4: System-Enforced FEFO (First Expired, First Out)
Many are familiar with FIFO (First In, First Out). For supplements, this is incorrect. You must use FEFO (First Expired, First Out). The product with the soonest expiry date must be shipped first, regardless of when it arrived.
The Standard: A manager tells the team to "try and pick the oldest ones first." This relies on human diligence and is prone to error.
The Best Practice: The WMS dictates the entire process. It directs the picker to the exact location of the batch with the soonest expiry date. Crucially, the system should physically prevent the operator from scanning and picking an item from a newer batch if an older, valid one is available. It must be a system-enforced rule, not a guideline.
5: Managing Channel-Specific Date Requirements
The Challenge: Selling on multiple platforms adds complexity. A B2B client like a health food chain, or an online marketplace like Amazon, will have strict Goods-In requirements. For example, Amazon might require all grocery products to have at least 105 days of shelf life remaining upon arrival at their fulfillment centre.
The Best Practice: Your 3PL's WMS must be flexible enough to handle these rules. It should allow you to set minimum shelf-life rules for specific sales channels. The system will then automatically allocate only compliant batches to those orders, preventing costly rejections, chargebacks, and returns.
Pillar 3: Traceability & Recalls – Your Brand's Ultimate Safety Net
This is where your diligence pays off. In a crisis, speed and accuracy are everything.
6: A Permanent Digital Link: Batch-to-Order
The Standard: "We know we shipped that product to a customer around that time."
The Best Practice: The moment an order is dispatched, the WMS must create a permanent, un-editable digital record linking the specific batch number(s) to the specific customer order. This is the core of the "one step forward" rule.
7: The "Instant Recall" Test
This is the single most important question you can ask your fulfillment partner:
"If I provide you with Batch Number 'ABC-123', how quickly can you give me a complete and accurate list of every single customer who received a product from that batch, including their name, order number, and contact details?"
A weak answer is: "Our team will need a day or two to go through the records."
The only acceptable answer is: "Instantly." A powerful WMS can run this report in minutes. This is the capability that allows you to be proactive, compliant, and in complete control during a product recall, protecting your customers and your brand.
Technology: The Heart of Your Compliance Strategy

As you can see from the checklist, managing supplements effectively is impossible without a robust, modern Warehouse Management System (WMS).
A paper-based system or a simple spreadsheet cannot provide the accuracy, speed, or enforcement needed. Human error is inevitable. A powerful WMS automates compliance. It is the 'brain' that captures the data, enforces the FEFO rules, manages storage, generates reports, and provides the instant traceability you need to operate safely.

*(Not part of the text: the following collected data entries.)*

Issue #2544, opened 2026-04-29
LoadType during AfterConnect fails with context timeout leading to queries failing


jaltavilla:
**Describe the bug**
I haven't been able to fully figure out what is happening here, so this will probably be a bit unclear. Sorry. There might even be two issues interacting here.
We setup our pgxpool to have an AfterConnect function. This function calls LoadTypes on the connection to prepare it for use. Frequently LoadTypes is resulting in a context timeout and disconnecting from the postgres server. However, it seems like this doesn't always surface to caller and then leads to queries failing with "failed to deallocate cached statement(s): conn closed".

**To Reproduce**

The ability of this system to integrate seamlessly with your e-commerce platform (like Shopify or WooCommerce) is what creates a truly resilient and efficient operation. A partner who invests in a flexible and powerful technology core is one who is serious about handling complex products.
Turn a Liability into Loyalty
In the EU supplement market, batch and expiry management is more than just a logistical task; it's a direct reflection of your brand's commitment to quality, safety, and transparency.

Handled poorly, it is a significant liability. But handled with excellence, it becomes a powerful tool for building trust. Customers who feel confident in the safety and efficacy of your products are the ones who will subscribe, repurchase, and recommend you to others.
When choosing a fulfillment partner, look beyond the storage rates and picking fees.
Scrutinise their technology. Challenge their processes. Ask them the tough questions from this checklist. Find a partner who understands that they aren't just shipping boxes; they are protecting your products, your customers, and your reputation.